Eddie Connick works for a medical device sales company. He is promoting himself as “the only candidate to be endorsed by both business and labor,” touting endorsements from the Alliance for Good Government, Crimefighters, the Jefferson Parish Republican Party, Jefferson Chamber PAC, AFL-CIO, Louisiana Association of Business and Industry (LABI), and SOUTHPAC, LABI’s PAC.

As expected for this district, Connick’s platform highlights his anti-abortion views, love of the Second Amendment, and pro-corporate desire to cut taxes for businesses. In return, Connick has raked in the most money in this race. He’s received donations from the likes of Louisiana Public Service Commissioner Eric Skrmetta, marine industry companies, Airline Shopping Center Partnership, Jones Walker law firm, and NORPAC — a PAC with a mission to increase military spending and lobbying for more U.S. military support of Israel’s brutal oppression of Palestine.

Laurie Schlegel (R) is a faith-based mental health counselor and the wife of Jefferson Parish Judge Scott Schlegel, who recently lost a bid for an open Louisiana Supreme Court seat. Her campaign is supported by Baton Rouge contractor Lane Grigsby and Eddie Rispone. She shares the LABI and Jefferson Chamber PAC endorsements with Eddie Connick, and also has the endorsement of Greater New Orleans Area Republicans (GNOR) PAC.
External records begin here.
PR #51, opened 2020-03-03
Update ansible-test image definition

awcrosby:
Part of ansible/galaxy-dev#122

Updating the image definition used to run `ansible-test sanity` on a collection during import.

### DIFF
--- a/docker/ansible-test/Dockerfile
+++ b/docker/ansible-test/Dockerfile
@@ -23,9 +23,6 @@ RUN apt-get update -y \
     && chmod +x /entrypoint
 
 ENV HOME /
-ENV LOGNAME=user1
-ENV USER=user1
-
 USER 1000
 
 ENTRYPOINT ["/entrypoint"]
--- a/docker/ansible-test/Dockerfile
+++ b/docker/ansible-test/Dockerfile
@@ -1,4 +1,4 @@
-FROM quay.io/ansible/default-test-container
+FROM quay.io/ansible/default-test-container:1.12
 
 RUN useradd user1 \
         --uid 1000 \
--- a/docker/ansible-test/Dockerfile
+++ b/docker/ansible-test/Dockerfile
@@ -23,6 +23,9 @@ RUN apt-get update -y \
     && chmod +x /entrypoint
 
 ENV HOME /
+ENV LOGNAME=user1
+ENV USER=user1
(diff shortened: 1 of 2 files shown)


docker/ansible-test/Dockerfile
```diff
@@ -23,6 +23,9 @@ RUN apt-get update -y \
     && chmod +x /entrypoint
 
 ENV HOME /
+ENV LOGNAME=user1
+ENV USER=user1
```
cutwater: Can you please explain the purpose of these environment variable names.
Why are you setting `USER` variable explicitly

docker/ansible-test/entrypoint.sh
```diff
@@ -5,22 +5,25 @@ set -e
...
-cp /archive/*.tar.gz .
-tar -xzf *.tar.gz
+echo "Copying and extracting collection archive..."
+cp /archive/archive.tar.gz .
+tar -xzf archive.tar.gz
 
 # Rename placeholders in path
 NAMESPACE=$(python3 -c "import json; f = open('MANIFEST.json'); namespace = json.load(f)['collection_info']['namespace']; print(namespace); f.close")
 NAME=$(python3 -c "import json; f = open('MANIFEST.json'); name = json.load(f)['collection_info']['name']; print(name); f.close")
+VERSION=$(python3 -c "import json; f = open('MANIFEST.json'); version = json.load(f)['collection_info']['version']; print(version); f.close")
```
cutwater: You are not calling `f.close()`.

cutwater:
```
read NAMESPACE NAME VERSION < <(python3 <<EOF
import json
with open('MANIFEST.json') as fp:
    ci = json.load(fp)['collection_info']
values = ci['namespace'], ci['name'], ci['version']
print(*values)
EOF
)
```

docker/ansible-test/Dockerfile
awcrosby: I was trying to resolve an issue where a python lib (ansible-doc called by ansible-test sanity) is calling `getpass.getuser()` throwing a `getpwuid(): uid not found` error since the OCP container is rootless and assigned a random user id that doesn't match any users in the pod's os. But this did not resolve it, I will keep working this issue separately.

PR #60, opened 2020-04-29
Fix openshift container import fails - 'terminated' keyerror

awcrosby:
Only look for `terminated` reason if the container does indeed have a status of `Failed`

Works https://github.com/ansible/galaxy_ng/issues/130

### DIFF
--- a/CHANGES/130.bugfix
+++ b/CHANGES/130.bugfix
@@ -1,0 +1,1 @@
+Fix openshift container import fails on checking sanity container status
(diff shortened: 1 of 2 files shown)


chouseknecht:
LGTM

CHANGES/.gitignore
```diff
@@ -0,0 +1,2 @@
+!.gitignorie
```
cutwater, line 1: I guess this is to add empty directory to `git`?
I've seen another pattern, adding `.gitkeep` file to git.

awcrosby: yes it's to retain the directory when empty. yeah `.gitkeep` seems better

PR #62, opened 2020-05-06
Build and run ansible-test via pulp-container

bmclaughlin:
Enhancement to build and run ansible-test via pulp-container for process isolation.
Will be refactoring to use `pulp-container-client` in a follow-up PR.
Tests are in-progress (current reason for Travis failing).

To test:
1. Install `galaxy-importer` into your venv.
`pip install -e .[dev]`
2. Update configuration file to include:
`RUN_ANSIBLE_TEST = True`
`INFRA_PULP = True`
3. Run `galaxy-importer` stand-alone mode:
`python -m galaxy_importer.main [collection_artifact_file]`

Issues:
  - https://github.com/ansible/galaxy_ng/issues/47
  - https://github.com/ansible/galaxy_ng/issues/81


galaxy_importer/ansible_test/builders/pulp_build.py
```diff
@@ -15,7 +15,271 @@
...
+class Build(object):
     """Use pulp-container to build ansible-test image with artifact inside."""
-    return ''
+    def __init__(self, pulp_artifact_file, api_url, content_url, metadata, logger):
+        self.api_url = api_url
+        self.content_url = content_url
+        self.basic_auth = ('admin', 'admin')
+        self.pulp_artifact_file = pulp_artifact_file
+        self.metadata = metadata
+        self.shared_dockerfile = os.path.join(
```
awcrosby, line 46: can we point to the image on quay rather than the Dockerfile defined outside `galaxy_importer`? This will not be available when you pip install `galaxy-importer` - it's only available on cloning the repo

galaxy_importer/ansible_test/builders/pulp_build.py
```diff
@@ -15,7 +15,271 @@
...
+    def _get_collection_file(self):
+        path = os.path.join(
+            os.path.dirname(os.path.realpath(__file__)),
+            'archive.tar.bz')
+        try:
+            url = Build._get_pulp_archive_url(self.pulp_artifact_file)
+            with requests.get(url, stream=True) as r:
+                with open(path, 'wb') as f:
+                    copyfileobj(r.raw, f)
+        except AttributeError:
```
awcrosby, line 67: there is a lot of logic in this exception, is this an expected code path? when would the exception occur / not occur?

galaxy_importer/ansible_test/builders/pulp_build.py
```diff
@@ -15,7 +15,271 @@
...
+        self.collection_file = self._get_collection_file()
+        self.registry_base_path = 'galaxy-importer'
+        self.registry_name = 'archive-test'
+        self.log = logger or default_logger
+        self.setup_dockerfile()
+
+    def _get_collection_file(self):
+        path = os.path.join(
+            os.path.dirname(os.path.realpath(__file__)),
+            'archive.tar.bz')
```
awcrosby, line 61: other places state `archive.tar.gz`, is the `bz` intentional?

galaxy_importer/ansible_test/builders/pulp_build.py
```diff
@@ -15,7 +15,271 @@
...
+                raise exceptions.AnsibleTestError(
+                    f'Could not create image: \
+                        {r.status_code} {r.reason} {r.text}')
+            elif status == 'completed':
+                self.log.info('Image successfully built')
+                return
+            time.sleep(API_CHECK_DELAY_SECONDS)
+        if i >= API_CHECK_DELAY_SECONDS:
+            self.cleanup()
+            raise exceptions.AnsibleTestError('Timed out building image')
```
awcrosby, line 134:
```suggestion
        self.cleanup()
        raise exceptions.AnsibleTestError('Timed out building image')
```

awcrosby: i don't think the comparison of `API_CHECK_RETRIES` to `API_CHECK_DELAY_SECONDS` yields any useful information and is always true when `API_CHECK_DELAY_SECONDS` equals 1

galaxy_importer/ansible_test/builders/pulp_build.py
```diff
@@ -15,7 +15,271 @@
...
+            path = f'home/{os.getlogin()}/.config/containers'.split('/')
+            for index, item in enumerate(path):
+                current_path = Build._get_current_path(index, path)
+                if not os.path.exists(current_path):
+                    subprocess.run(['mkdir', f'{current_path}'])
+                else:
+                    continue
+            subprocess.run(['touch', f'{reg_file}'])
+
+        with open(reg_file, 'r+') as f:
```
awcrosby, line 218: when are the cases the `reg_file` exists with text versus not? I'm wondering if there a way to make it more clear which code path is being followed and why

galaxy_importer/ansible_test/builders/pulp_build.py
```diff
@@ -15,7 +15,271 @@
...
+    def cleanup(self):
+        """Clean up temporary data structures and files"""
+        self._delete_container_repository(self.container_repository_href)
+        self._delete_container_distribution(self.container_distribution_href)
+        self._delete_artifact(self.dockerfile_artifact_href)
+        self._delete_artifact(self.collection_artifact_href)
+        os.remove(self.dockerfile)
+        os.remove(self.collection_file)
+
+    def _delete_container_repository(self, repository_href):
```
awcrosby, line 251: may be able to combine all 3 `_delete_*()` methods, passing in the url, checking for an "ok" status code via `requests.codes.ok` and in the exception saying which url caused the error - I am assuming that gives some context on what is attempting to be deleted.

Prior to becoming a counselor, Schlegel worked as a sales representative for AstraZeneca Pharmaceuticals and Marriott Hotels. She is a graduate of St. Catherine, Dominican, and LSU. Like most Christian counselors in the New Orleans area, she received her Master of Arts in Marriage & Family Counseling from the New Orleans Baptist Theological Seminary. No surprises here — she is anti-abortion, pro-cop, and pro-corporate tax cuts.

As is the case with fellow St. Catherine and Dominican alum Amy Coney Barrett, the internalized misogyny runs rife and deep. On her website, Schlegel claims she will “bring conservative solutions to the table.” Schlegel is listed as a counselor with Christian-focused Lighthouse Healing Center, which specializes in “therapeutic process for healing sex addicts.” According to their website, they will happily pathologize teenagers for daring to look at pornography or express their sexuality through sexting or any sexual activity. This form of sex-negative counseling is alarmingly reminiscent of conversion therapy — moralistic judgments dressed up as clinical theory. The concept is often used to demonize sexuality, and to further exploitative political agendas persecuting vulnerable populations, sex workers, LGBTQ+ people, and women. This appears to be one of the many “conservative solutions” that we can look forward to if Schlegel is given a position to further her oppressive agenda.